Wait, isn't this a multi-copy solution? Indeed. Basically, the premise that the master-slave solution meets both reliability, availability, and consistency is that no server goes down. This is against the basic fact that "Nothing will expire. (The more bloody fact is that "anything that is impossible will happen" and always happens when you think it will not happen ). In addition, the consistency benchmark of the master-slave solution is built on the master server. After the master-slave server is switched, the entire cluster loses the consistency benchmark, it is forced to seek consistency on all master-slave servers. The multi-copy solution makes it clear from the very beginning that the server is not reliable, and the data on a single server cannot be complete and accurate. The reliability, availability, and consistency of the entire system are built on the data integration of all servers.
After accepting the premise that "Everything will expire", we can see that the master-slave solution also has to integrate the data of all servers for consistency. This is also equivalent to the multi-copy scheme, but it has to pay more costs, such as the master-slave switching logic and the data access latency of one master-slave forwarding.

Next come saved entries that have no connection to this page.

PR #500, opened 2020-06-07
Fix memory leak in uiTable setEditable on unix.

L4r0x:
The GtkTreePath was not freed correctly.

I found this memory leak with Valgrind on ubuntu 19 after noticing that memory consumption slowly increases in the *test* application.


andlabs:
Good catch; thanks! I've fixed the CI failing; if you'd like to see it pass then you'll need to sync with my master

However, the multi-copy solution is not perfect. Generally, it can only be used for simple data storage structures and data operation logic, such as simple operations such as map and insert/Delete. Operations involving multiple data, non-idempotent operations, or transactions make it very difficult to compare the consistency between copies.

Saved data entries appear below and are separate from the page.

Issue #242, opened 2017-12-06
Conditionally add blocks


boxfoot:
As I've started using webpack blocks, I've found it helpful to have a mechanism for conditionally adding blocks to the configuration -- like `env`, but keyed off any conditional, not just `NODE_ENV`.

I wrote the following block - wanted to see if this is something others are doing, and if it makes sense to include in the core:

```js
/**
 * Applies an array of webpack blocks only if the given condition is true
 * @param {boolean} condition         Condition to check
 * @param {Function[]} configSetters  Array of functions as returned by webpack blocks.
 * @return {Function}
 */
function when(condition, configSetters) {
  //assertConfigSetters(configSetters)
	if (condition) {
		return group(configSetters)
	} else {
		return () => (config) => config
	}
}
```

This could also allow reimplementing `env` like this (although it's already so simple this probable doesn't help at all)

```js
function env(envName, configSetters) {
     const currentEnv = process.env.NODE_ENV || 'development'
     return when(envName === currentEnv, configSetters);
}
```

andywer:
Hey @boxfoot! Thanks for sharing.

Having a `when` block seems to provide a nicer syntax than using the ternary operator, `.concat()` and friends. I am just not sure if adding such a thing to the core is a terrible idea or actually pretty handy...

@sapegin Any thoughts on this?

sapegin:
I like it ;-)

vlad-zhukov:
Fixed in #243

PR #243, opened 2017-12-07
Add when() block

boxfoot:
Adds a `when()` block to accept any conditional, as proposed in #242 .

I haven't reimplemented any other blocks (like `env()`) to use this one.

### DIFF
--- a/packages/core/lib/when.js
+++ b/packages/core/lib/when.js
@@ -1,0 +1,21 @@
+const { assertConfigSetters } = require('./configSetters')
+const group = require('./group')
+
+module.exports = when
+
+/**
+ * Applies an array of webpack blocks only if `condition` is true.
+ *
+ * @param {boolean} condition         Condition to test
+ * @param {Function[]} configSetters  Array of functions as returned by webpack blocks.
+ * @return {Function}
+ */
+function when (condition, configSetters) {
+  assertConfigSetters(configSetters)
+
+  if (condition) {
+    return group(configSetters)
+  } else {
+    return () => config => config
+  }
+}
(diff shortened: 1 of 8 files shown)


sapegin:
Cool, thanks!

vlad-zhukov:
There should be a note in the changelog about it.

packages/core/lib/when.js
```diff
@@ -0,0 +1,21 @@
...
+ * Applies an array of webpack blocks only if `condition` is true.
+ *
+ * @param {boolean} condition         Condition to test
+ * @param {Function[]} configSetters  Array of functions as returned by webpack blocks.
+ * @return {Function}
+ */
+function when (condition, configSetters) {
+  assertConfigSetters(configSetters)
+
+  if (condition) {
```
vlad-zhukov: Would be nice to have a check above that `condition` is a boolean.

boxfoot: I had intentionally *not* done this, on the logic that `condition` could be any truthy or falsy value...

andywer: I'm fine with `if (condition)`

vlad-zhukov: I am for consistency between code and docs. If we allow any values and cast them to booleans then docs should say that.

andywer:
Applied a minimal change to the README to reflect that truthy conditions will also work. Everyone happy now? :)

vlad-zhukov:
The block wasn't exported in `core/lib/index.js`.

andywer:
@boxfoot Can you please make sure that the `when()` block is actually exported (see `index.js`)?

andywer:
Should be fine to merge now.

boxfoot:
Thanks, @andywer  -- sorry for the slow response, I've just been swamped!

andywer:
No worries, I know the feeling 😉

For scenarios with low reliability and availability requirements, we often have to go back to the next step. We use the master-slave mode to ensure business logic is implemented at the cost of reliability and availability. When using the master-slave solution, we usually try to improve the reliability of the device, such as using raid to reduce the probability of errors.
Sometimes, we have high requirements for reliability, availability, and consistency, and the master-slave mode cannot meet the requirements. Therefore, you can only change the business logic and simplify it into a multi-copy architecture. Large Object Storage Service (OSS) has high requirements on reliability, availability, and consistency (it is a service of online services and relies on reliability and availability to make money. It is absolutely careless here ). Therefore, we have to discard any complicated data operations and simplify them to adapt to the multi-copy storage format. Therefore, large object storage systems adopt the form of <key, value>, which is not voluntary or wise and completely forced. The cloud storage system inevitably adopts the multi-copy solution.
The comparison between multi-copy and master-slave solutions is a very typical cloud computing problem (or "pitfall "). Many solutions can handle a specific requirement, such as reliability or availability. However, once these needs are integrated, these solutions will face various obstacles. On the other hand, an online system solution not only considers the implementation of functions under normal circumstances, but also the various problems that may occur when exceptions occur. The latter occupies of the cloud computing system architecture and design workload. In other words, the difficulty of cloud computing system success depends on how many pitfalls you have escaped ".